2. Aux termes des stipulations de l'article 8 de la convention européenne de sauvegarde des droits de l'homme et des libertés fondamentales : " 1° Toute personne a droit au respect de sa vie privée et familiale, de son domicile et de sa correspondance. ".

3. Il ressort des pièces du dossier que si Mme F...est entrée récemment sur le territoire français, elle y a rejoint son fils, qui a acquis la nationalité française et sa fille, qui y séjourne régulièrement, accompagnée de son autre fille née en 1970 qui est atteinte de handicap et qui, elle-même, a obtenu au titre de son état de santé un titre de séjour dont elle avait demandé le renouvellement à la date de la décision contestée. Il ressort d'une attestation du centre communal d'action sociale de la commune de Penmarc'h que Mme F...s'occupe au quotidien de sa fille handicapée, qui est hébergée avec elle chez MmeC.... Enfin, rien ne permet d'établir que l'intéressée, qui était âgée de 76 ans à la date de la décision contestée, qui souffre d'une pathologie cardiaque et dont l'état de dépendance a justifié un placement sous la tutelle de deux de ses enfants, conserverait dans son pays d'origine des liens privés ou familiaux susceptibles de la préserver d'une situation d'isolement, alors qu'il n'est pas contesté qu'elle y serait séparée de tous ses enfants et petits enfants, et notamment de sa fille handicapée avec laquelle elle a toujours vécu. Par suite, dans les circonstances particulières de l'espèce, les requérants sont fondés à soutenir qu'en prenant l'arrêté contesté le préfet du Finistère a méconnu les stipulations de l'article 8 de la convention européenne de sauvegarde des droits de l'homme et des libertés fondamentales. Dès lors, la décision portant refus de titre de séjour doit être annulée, ainsi que, par voie de conséquence, celles portant obligation de quitter le territoire français et fixant le pays de destination.

4. Il résulte de ce qui précède, et sans qu'il soit besoin d'examiner les autres moyens de la requête, que Mme G...C...et M. A...F..., tuteurs légaux de MmeF..., sont fondés à soutenir que c'est à tort que, par le jugement attaqué, le tribunal administratif de Rennes a rejeté leur demande.

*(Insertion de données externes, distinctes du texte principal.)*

PR #486, opened 2019-03-21
card: fix action-bar z-index & pointer events

KaidenR:
### What You're Solving

- ActionBar needs a z-index > 0 because it may contain an ActionMenu that
overflows the card. The z-index will prevent the menu from going behind other
cards.
- Set pointer-events on ALL children of action-bar to be `all` so users
can interact with them. Allowed us to remove the pointer-events on
ActionBar buttons specifically.

#### Easy way: look at these screenshots:

Before: 
Screen Shot 2019-03-21 at 11 27 07 AM

After:
Screen Shot 2019-03-21 at 11 26 37 AM

#### Hard way:
Add some element to an ActionBar that overflows the card (ex: ActionMenu). Notice that the action-menu no longer goes behind the next card. It appears on top instead.

### DIFF
--- a/packages/card/src/css/index.js
+++ b/packages/card/src/css/index.js
@@ -140,6 +140,11 @@ export default {
     transition: `opacity ${core.motion.speedNormal}`,
     pointerEvents: 'none',
     opacity: 0,
+    zIndex: 10,
+
+    '> *': {
+      pointerEvents: 'all'
+    },
 
     '&:focus-within, &[focus-within]': {
       opacity: 1
@@ -154,7 +159,6 @@ export default {
 
   // __action-bar__button
   '.psds-card__action-bar__button': {
-    pointerEvents: 'all',
     fontSize: core.type.fontSizeXSmall,
     padding: 0,
     cursor: 'pointer',
--- a/packages/card/src/react/__specs__/__snapshots__/storyshots.spec.js.snap
+++ b/packages/card/src/react/__specs__/__snapshots__/storyshots.spec.js.snap
@@ -26,10 +26,10 @@ exports[`Storyshots actionBar locked visible 1`] = `
           }
         />
         <div
-          data-css-1di4zm0=""
+          data-css-1kb1o0e=""
         >
           <button
-            data-css-z6g59z=""
+            data-css-226xmr=""
             title="Bookmark"
           >
             <div
@@ -175,10 +175,10 @@ exports[`Storyshots actionBar multiple actions 1`] = `
           }
         />
         <div
-          data-css-1ifisgx=""
+          data-css-4ed7vx=""
         >
           <button
-            data-css-z6g59z=""
+            data-css-226xmr=""
             title="Bookmark"
           >
             <div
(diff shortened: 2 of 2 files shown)


packages/card/src/css/index.js
```diff
@@ -140,6 +140,11 @@ export default {
     transition: `opacity ${core.motion.speedNormal}`,
     pointerEvents: 'none',
     opacity: 0,
+    zIndex: 10,
```
jaketrent: I really like to avoid zIndex application where possible.  I feel like it's possible here.  One way to avoid it is to render the ActionMenu outside of the DOM of the card.  One could do that using React.createPortal.

Layering is just such a mess (or can be), I love to try avoid it.  

Do you feel like a portal (or other way to render the ActionMenu elsewhere in the DOM) is a good way to accomplish this?

packages/card/src/css/index.js
```diff
@@ -140,6 +140,11 @@ export default {
...
+
+    '> *': {
```
jaketrent: This is more flexible, for sure.  But it the Card `actionBar` is specifically meant to only allow as children `Card.Action`s.  

Secondarily, it's a much less-performant selector than using `.psds-card__action-bar__button` as a selector (ie, it's `*` vs a className and resolve right to left, so the first-child hierarchy doesn't make it more performant than normal `*`).  But again, this is secondary.  

I'm just wondering... why support this (or look like we support this; "this", being `actionBar` containing `*` kinds of things) if we don't.  

Is there a general design case to be made for supporting things other than `Card.Action` in the `actionBar`?

jaketrent:
Not sure what we should do with this issue atm.

packages/card/src/css/index.js
KaidenR: Hmm, we could probably figure out how to do it with portals but it seems like that would add a lot of complexity around positioning the menu in the right place. Not sure I'd want to take that on when a z-index works just as well. I definitely understand you wanting to avoid layering though.

packages/card/src/css/index.js
KaidenR: Maybe that's the core of the problems I'm having: card isn't built to support the common use case of including an action-menu in the action bar. This seemed like a more flexible way of doing that rather than asking you to build in support specifically for ActionMenus. If that's the way you'd prefer to do it than that works for me too.

jaketrent: It is a good point: that Card should support Card.Action's trigger ActionMenu appearance, because that's in the top 2 most common use cases.  

I guess it's down to a question of: Should Card support ActionMenu appearing *within* its own dom subtree?  Obviously, when making this, I thought no.  But, considering I've heard of people wanting to do it this way a couple times, maybe we go ahead and support it.  React.createPortal still feels cleaner to me, but there is the code of writing the portal rendering vs rendering inline with your Card.Action.

Thinking 2 more mins on this...

jaketrent:
I merged it.  Let's do this thing!  Thanks for your obvious patience, @KaidenR .

KaidenR:
Thanks for your time and input on this @jaketrent!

Sur les conclusions à fin d'injonction :

5. L'exécution du présent arrêt implique, ainsi que le demandent les requérants, qu'il soit enjoint au préfet du Finistère de statuer à nouveau sur la situation de Mme F...dans un délai de deux mois à compter de sa notification.

Sur les frais de l'instance :

6. Il y a lieu, dans les circonstances de l'espèce, de mettre à la charge de l'État le versement à Mme G...C...et M. A...F..., tuteurs légaux de MmeF..., de la somme de 1 000 euros sur le fondement des dispositions de l'article L. 761-1 du code de justice administrative.

DÉCIDE :

Article 1 : Le jugement n° 1801054 du tribunal administratif de Rennes du 8 juin 2018 et l'arrêté du préfet du Finistère du 20 février 2018 pris à l'encontre de Mme F...sont annulés.

Article 2 : Il est enjoint au préfet du Finistère de statuer à nouveau sur la situation de Mme F... dans un délai de deux mois à compter de la notification du présent arrêt.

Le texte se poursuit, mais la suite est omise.